The GWOT continues. Whether restyled as the Long War, or Stabilization, or Overseas Contingency Operations, the epicentre of international policy remains heavily militarized. This has imposed all kinds of costs, ranging from the emaciation of diplomatic alternatives, to the hijacking of the post- Cold War peace dividend, to the reallocation of scarce public resources at the expense of vital social programmes.

Among the less noticed impacts, however, has been the effective marginalization of development  – and diplomacy – in the name of security.  It is not so much that development itself has become “securitized”, as occured during the Cold War with the competition for hearts, minds, and client states.
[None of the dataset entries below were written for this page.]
PR #771, opened 2018-10-14
No warning for arrays with zeros in logscale

2xB:
NumPy evaluates log10(0) to -inf, so there is no reason to show the user a RuntimeWarning. Before, if visualizing data arrays containing zeros in logscale, a RuntimeWarning was shown. Additionally: Removed some invisible whitespace.


j9ac9k:
Looks good, thanks!

PR #776, opened 2018-10-25
Updated according to NumPy FutureWarning

2xB:
FutureWarning: Using a non-tuple sequence for multidimensional indexing is deprecated; use `arr[tuple(seq)]` instead of `arr[seq]`. In the future this will be interpreted as an array index, `arr[np.array(seq)]`, which will result either in an error or a different result.


2xB:
Note: It has to be checked if this destroys compatibility with regular python arrays as data.

2xB:
Closes #842.
Closed as #859 does the same.

PR #782, opened 2018-10-29
Terminate FileForwarder thread on process end

### LINKED ISSUE #781: FileForwarder thread doesn't terminate on child process end
On windows, when the child process is ended, the FileForwarder's that are created to forward output don't detect the process is close, and spin, using up a core's worth of CPU, making it impossible to restart remote plot windows on an error.

To see this error:
```py3
proc = mp.QtProcess()
proc.join()
```

then, a CPU core is pinned at 100%.

spauka:
Fixes #781 

Previously on windows the FileForwarder threads would continue to run and eat up a lot of CPU once the child process they were forwarding dies. This commit shuts down those threads when the child process is joined.

### DIFF
--- a/pyqtgraph/multiprocess/processes.py
+++ b/pyqtgraph/multiprocess/processes.py
@@ -166,6 +166,14 @@ class Process(RemoteEventHandler):
                     raise Exception('Timed out waiting for remote process to end.')
                 time.sleep(0.05)
         self.conn.close()
+
+        # Close remote polling threads, otherwise they will spin continuously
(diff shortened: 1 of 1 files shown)


spauka:
Bump ^^

j9ac9k:
Hi @spauka thanks for the PR; I'll likely look into this in the coming days.  Can you give me a code example that I can easily recreate your issue and check against your fix?

Thanks

spauka:
The following code snippet will reproduce the error on my PC:

```py3
proc = mp.QtProcess()
proc.join()
```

Instead, it has simply been shunted aside, a victim of “compassion fatigue” and competing priorities in metropolitan centres where the development constituency is typically thin to non-existant.
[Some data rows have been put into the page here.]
PR #801, opened 2018-12-21
Remove use of GraphicsScene._addressCache in translateGraphicsItem

ales-erjavec:
Use `QGraphicsItem.toQGrapicsObject` on the item instead.

(This probably is not even needed since PyQt 4.9)

The problem with `_addressCache` is that it can map a plain QGraphicsItem that was not 'registered' with a `registerObject` to an invalid (already deleted on the C++ side) wrapper object. For instance:

1. An item registered with registerObject and added to a scene.
2. The item is deleted from the C++ side, but the PyQt wrapper remains live (its entry remains in `_addressCache`).
3. A plain QGraphicsItem that is not registered with `registerObject` is created that reuses the memory that the first item occupied (it is located at the same address) and is added to the scene.
Then calling `scene.items()` will replace the new item with a wrapper for the old invalid item in the output.

I have used `item.toQGraphicsObject()` in the past to workaround the same bug (I am pretty sure it is no longer needed since PyQt 4.9)

### DIFF
--- a/pyqtgraph/GraphicsScene/GraphicsScene.py
+++ b/pyqtgraph/GraphicsScene/GraphicsScene.py
@@ -1,5 +1,7 @@
 # -*- coding: utf-8 -*-
 import weakref
+import warnings
+
 from ..Qt import QtCore, QtGui
 from ..Point import Point
 from .. import functions as fn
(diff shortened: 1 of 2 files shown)


j9ac9k:
Pretty sure I've actually run into this exact issue on some of my projects, which my quick workaround was to just remove the names from my objects.  I'm going to try this diff on my project and see if it addresses the issue.

Thanks for submitting this PR @ales-erjavec sorry it's taken us so long to get to this.

j9ac9k:
I'm going to close and re-open this issue to trigger a new CI run.

j9ac9k:
CI came back all green, I'm inclined to merge this, will solicit input from other maintainers.

Thanks for the PR @ales-erjavec sorry it's taken us so long to get to this.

Not so for defence, where the launching of the open-ended GWOT and its successors has put the military industrial complex back into business.
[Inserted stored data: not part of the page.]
PR #809, opened 2019-01-14
Fix selection of FlowchartWidget input/output nodes from issue #808

### LINKED ISSUE #808: Selecting flowchart input or output nodes in Flowchart widget gives KeyError
The Flowchart widget has a flowchart visualisation and a tree view. The input and output nodes are in the visualisation within FlowchartWidget but not the tree of FlowchartCtrlWidget. When the user clicks on the input or output node to select it in the FlowchartWidget, an attempt it made to highlight it in the FlowchartCtrlWidget. This results in a KeyError, and therefore stops the data on those nodes being displayed in the FlowchartWidget.

To reproduce, run the Flowchart example: _examples/Flowchart.py_. Click Flowchart in the first window, and then click on the input or output node in the flow chart of the second window. A KeyError is raised.

christuart:
Fixes #808.

Whenever they were clicked on, FlowchartWidget was trying to highlight the input and output nodes in the tree widget FlowchartCtrlWidget. These nodes are not put into the tree, so a KeyError was being raised and stopped the information about these nodes from being populated in FlowchartWidget.

FlowchartWidget now always checks if a node is found in FlowchartCtrlWidget before calling 'select' on that node. If it is not found, it calls a new method of FlowchartCtrlWidget to clear the selection in the tree. In this way, the selection in the tree does not become out of sync with the selection in FlowchartWidget.


j9ac9k:
Hi @christuart thanks for the PR, sorry about the long delay on this, the change looks good to me, I'll go ahead and merge.

PR #813, opened 2019-01-16
AxisItem performance improvements

danielhrisca:
### Avoid calling _setLabel_ repeatedly on AxisItem
* add _setLabel_ arguments to __init__
* in _setLabel_ only call _showLabel_ once if either _text_ or _units_ have changed

For example in the case of creating 400 AxisItem objects and customizing the axis label and units, the _setLabel_ was previously called 3300 times, and with this implementation the call count went down to 920.

### improve \_\_init\_\_ speed
call _showLabel(False)_ earlier to avoid unnecessary _setLabel_ calls via _setRange->updateAutoSIPrefix_


j9ac9k:
Thanks for the PR, looks good!

PR #814, opened 2019-01-16
enforce enableMenu in ViewBox

danielhrisca:
enforce _enableMenu_ when False:
* set _menu_ attribute to None at __init__
* populate _menu_ as necessary is the state is changed

For example in case of 400 ViewBox objects, the time spent creating the _menu_ attributes was 1.2s. If no menu is needed then this can improve the performance.


j9ac9k:
Looks good to me.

In previous posts I have set out the case that security is not entirely, or even mainly a martial art. You can’t garrison against climate change, or call in an air strike on resource shortages,  or pay Blackwater to protect you from pandemic disease. Among the many redeeming qualities of the human security doctrine is its insistance on the link betweeen development and security.  Expressed in a few words, you won’t achieve freedom from fear in the absence of respect for basic rights, the rule of law, good governance and, not least, freedom from want.  Met needs are the well-spring of dignity, and basic needs must be fulfilled before much else becomes possible.

In important respects, as I argue at some length in Guerrilla Diplomacy, development has become the new security.

Development, though, is not just a matter of engineering the achievement of various qualitative measures, such as economic growth or increasing trade and investment flows. While each of these may well figure in the overall development mix, for instance, none will guarantee a decrease in poverty if the issue of distributive justice remains unaddressed.

Nor, popular opinion notwithstanding, is development much related to disaster relief or emergency humanitarian assistance. These may certainly be required, as was the case, for example,  following the 2004 tsunami, or in the wake of  various earthquakes or famines. But the beneficial effects of such interventions are often fleeting, and tend to give rise to lingering distortions, such as changes in diet or a debilitating reliance on charity.

At the end of the day, development is in my view all about improving the quality of life for the majority of the population, about finding ways to encourage the emergence of circumstances which will afford each citizen  opportunities, such as access to education an health care, through which they might achieve their full potenial.

Genuine development, then, must be long term, equitable and sustainable. It must be grass-roots and participatory, whereby those affected are the subjects, not objects of their fate. And that  implies the necessary existance of significant political and social components in any grand development strategy.

Most of all, and as implied by these sorts of measures, development, like security, must be human-centred. And, like globalization, it is best thought of as a process rather than a condition or an end state. It is that dynamic relationship – between development and underdevelopment, security and insecurity –  which I have tried to capture in the ACTE world order model. The security measures are universal, being applied to each and every are of human life – from school security to the worldwide one.
In the midst of the most sever economic crisis since the Great Depression, official development assistance budgets are shrinking, overseas remittances are falling and corporate philanthropy is drying up. In a world in which so many have so little, and so few have so much, one might expect rather more by way of discussion and debate on all of this.

Clearly, we will have to delve more deeply.